Four initial Working Groups emerged from discussions at the workshop in 2019. This third workshop will act as a face-to-face meeting and as a sprint for them, following and augmenting their online collaboration.

Scope and Background

To face many of today’s global grand challenges, data is needed from different domains and disciplines, and from different institutional levels, and it must be interoperable to be useful. Research projects in such fields, whether for policy or scientific purposes, often involve the use of data from a wide variety of sources, ranging from specific, local data sets to those supplied by higher-level national and international organizations. A huge proportion of research effort is expended to integrate and harmonize this data so that a meaningful analysis can be conducted.

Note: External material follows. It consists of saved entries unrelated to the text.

Issue #9961, opened 2025-10-14
Provide Connections Pane UI for Python Snowflake connector


juliasilge:
_Originally posted by @rewinter799 in https://github.com/posit-dev/positron/discussions/9954_:

Hi folks! First-time commenter but big fan of Positron and this community of users.

One of my most-anticipated Positron features has been Snowflake support into the Connections pane, so I was excited to update to Ver. 2025.10.0 (see [#8580](https://github.com/posit-dev/positron/issues/8580) at [Changelog](https://positron.posit.co/download.html#release-notes)). Yet clicking on the "New Connection" button still only shows these three options:
<img width="533" height="482" alt="image" src="https://github.com/user-attachments/assets/58d08b63-7c56-45a4-a52f-ab0454e08b3e" />

I was hesitant to report this as a bug since I might well be missing something obvious, so I wanted to source the community first. Has anyone else updated to the latest installation but isn't seeing explicit Snowflake support? Many thanks!

Here's my "About" info for reference:

> Positron Version: 2025.10.0 (user setup) build 199
> Code - OSS Version: 1.103.0
> Commit: 81d0c98dbf719e29097b9c700877398d7af13138
> Date: 2025-10-09T17:54:48.567Z
> Electron: 37.2.3
> Chromium: 138.0.7204.100
> Node.js: 22.17.0
> V8: 13.8.500258-electron.0
> OS: Windows_NT x64 10.0.26100

-------

_Originally posted by @dfalbel in https://github.com/posit-dev/positron/discussions/9954#discussioncomment-14679955_:

Hi @rewinter799 

Thanks for reaching out!

We are still missing the UI to create new connections with snowflake. However, connections created within the Python session should be inspectable by running `%connection_show con`

Eg:

```
import snowflake.connector

# con = snowflake.connector.connect(
#     account='<account>',
#     authenticator='externalbrowser',
#     user='<email>'
# )

con = snowflake.connector.connect(
    account='<account>',
    user='<user>',
    password='<paswd>,
    warehouse="<warehouse>"
)

%connection_show con
```

Or by clicking the small database icon in the connections pane.

juliasilge:
We should provide UI in the Connections Pane for the newly supported Python Snowflake connector.

dfalbel:
Also should coordinate with Workbench: https://github.com/rstudio/rstudio-pro/issues/9082

rodrigosf672:
### Verified Fixed
[...]

PR #11336, opened 2026-01-12
Add Snowflake connection drivers with multiple auth methods

dfalbel:
Addresses:

- #11078
- https://github.com/posit-dev/positron/issues/9961

Adds Python Snowflake connector support with 6 authentication methods:
- Username/Password (basic authentication)
- External Browser (SSO)
- Key Pair (private key file authentication)
- OAuth Client Credentials (M2M)
- Programmatic Access Token (PAT)
- Default Connection (connections.toml)

Mostly following the connection alternatives from https://docs.snowflake.com/en/developer-guide/python-connector/python-connector-connect

#### New Features
- Added Snowflake connection support in the Connections pane with multiple authentication methods (#11078)

#### Bug Fixes
- N/A

### QA Notes

@:connections

1. Open the Connections pane and click "New Connection"
2. Verify Snowflake appears in the driver list with the Snowflake icon
3. Select each authentication method and verify the correct input fields are shown


isabelizimm (commented):
The `connections.toml` driver is the most likely option for folks, are we able to put it as the top option?

Additionally, is it possible to read in the connection names from the `connections.toml` file and display them as a dropdown? We do this for the catalog explorer: https://github.com/posit-dev/positron/blob/3018ffdfb206a34ecf9539db625ac171e66a2193/extensions/positron-catalog-explorer/src/credentials.ts#L122

dfalbel:
Thanks @isabelizimm ! I've made the connections.toml the first option in the dialog.
We also now read a parse the connections.toml file from default locations and parse it to provide more context. 

Screenshot 2026-01-15 at 19 29 10

I didn't add a configuration to get the connections.toml file from a different path like the catalog-explorer. We may want to use the same Positron setting at some point?

Also we just show the name, because showing the name and the account (like the quickdraw from the catalog explorer) would truncate the options. But I plan to work on https://github.com/posit-dev/positron/issues/11392 to make it better.

isabelizimm (dismissed):
nice! I think the move to a dropdown is a great idea too.

Issue #11228, opened 2026-01-05
Update model providers that are hardcoded in the Set Up Positron Assistant message


cindyytong:
## Describe the issue:
Currently, if a model provider has not yet been added, an end user sees the following message

<img width="607" height="874" alt="Image" src="https://github.com/user-attachments/assets/8972746f-696c-4d20-8576-5b719fbf039c" />

Code [here](https://github.com/posit-dev/positron/blob/703dfcdfd72914c5a57ab5843d546433995e52d9/src/vs/workbench/contrib/chat/browser/chatWidget.ts#L1328)

This is confusing because we now support more providers outside of Anthropic and Github 

## Expected Changes 
1. update to more comprehensive/ generic language i.e. link out to our docs for list of most recent providers 
2. Do a search in code base for other instances of hard coded provider lists

jonvanausdeln:
### Verified Fixed
Positron Version(s) : [2026.02.0-97](https://github.com/posit-dev/positron-builds/releases/tag/2026.02.0-97)
OS Version(s) : Windows 11

### Test scenario(s) 

Welcome message no longer specifies providers.

PR #11341, opened 2026-01-12
Remove Anthropic/Copilot specific welcome view text

juliasilge:
Addresses https://github.com/posit-dev/positron/issues/11228

Screenshot 2026-01-12 at 1 54 23 PM

We don't use `firstLinkToButton` or have an alternative button option in this view (because of what we want to show when you do have a provider configured), so I decided not to link out to our docs from "you must first select and authenticate with a language model provider." I tried that at first, but it was fairly confusing above the link that brings up the modal. ("What do all these links do?!")

I did some searches in this area of the code base and do not see Anthropic or Copilot specifically mentioned in other inappropriate user-facing strings.

@:assistant

#### New Features

- N/A

#### Bug Fixes

- N/A

### QA Notes

When you set up Positron Assistant, you should not see wording that indicates that Anthropic and Copilot are the only providers we support.


sharon-wang (approved):
Thanks for fixing this up!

Global grand challenges require data coming from a wide range of domains and institutional levels, presenting us with diverse issues:

  • Semantics, classifications, and terminology must be clear not only across domains and national boundaries, but also vertically within chains of data reporting and use
  • Metadata specifications for different purposes must be comprehensible at a computational as well as human-readable level, requiring both harmonization/alignment and better machine-actionable models and techniques
  • The provenance and processing of data must be made explicit in a fashion which supports further computation, enabling machine reproducibility of findings
  • The connection between scientific micro-data and official statistics at the national and international level must be strengthened, to improve both usability and quality for policy and scientific researchers alike

Working Groups

Each group contains experts in the use case and its data, as well as experts in relevant standards, technologies, and semantic/conceptual models.

Group 1:

Semantic Interoperability and Conceptual Framework
This group focuses on conceptual and semantic issues impacting the problem space. There are draft guidelines for vocabularies (a.k.a. terminologies, classifications, ontologies, etc.) and how they are managed and published. These will form one basis of the work. Additionally, a conceptual framework for data-sharing activities has been discussed and drafted but is in early stages of development. This framework is critical in communicating and organizing the outputs from all of the other working groups. Other activities may be identified as the work proceeds.

Group 2:

Policy Monitoring Indicators
This group focuses on the Sustainable Development Goals (SDGs), Disaster Risk Reduction (DRR), and other policy monitoring indicators, and the relationship of these data to scientific work in the disaster risk reduction, infectious disease, and resilient cities groups. One area of focus would be technology alignment in support of researcher use of international aggregates (like the SDGs), covering W3C RDF Data Cube Vocabulary, Statistical Data and Metadata eXchange (SDMX), and various related aspects.

Group 3:

Infectious Disease
The focus of this group is on the end-to-end flow of data in infectious disease research. This will initially cover the Health and Demographic Surveillance System (HDSS) infrastructure work from last year and builds on the London School of Hygiene & Tropical Medicine (LSHTM) case integrating this data with other data, for end users’ analysis and for better using SDG data. It will in turn be expanded to include an examination of pandemic epidemiology data, particularly with reference to Coronavirus disease 2019 (COVID-19). All of the draft guidelines in these areas would be further explored. Relationships to DRR and the Indicator Graph would also be explored. This group covers many technical areas, including reusable approaches to data integration and intersection with

Group 4:

Resilient Cities
This group focuses on the topics emerging from recent work in Medellín, Columbia, and on other examples, including some from India and elsewhere. Specifically, data related to transportation, health, planning, and measuring economic impacts will be examined, as a means of approaching challenges for data integration. The use of international data for references purposes will be considered, as will needed harmonization around time, geography, and other issues identified in earlier workshops.


This work brings together experts from both the world of official statistics and global policy monitoring data, technologists, and researchers with a scientific and academic focus. Technologies which address the creation, management and exchange of metadata will be central to this work, to support discovery, analysis, automated processing, and enhanced reusability of data. Further, the intersection of these technologies with machine learning approaches will be considered. A broad range of standard models and specifications in these areas will serve as a focus of the effort, looking not only at how such models can be aligned, but also how best to perform computation across them.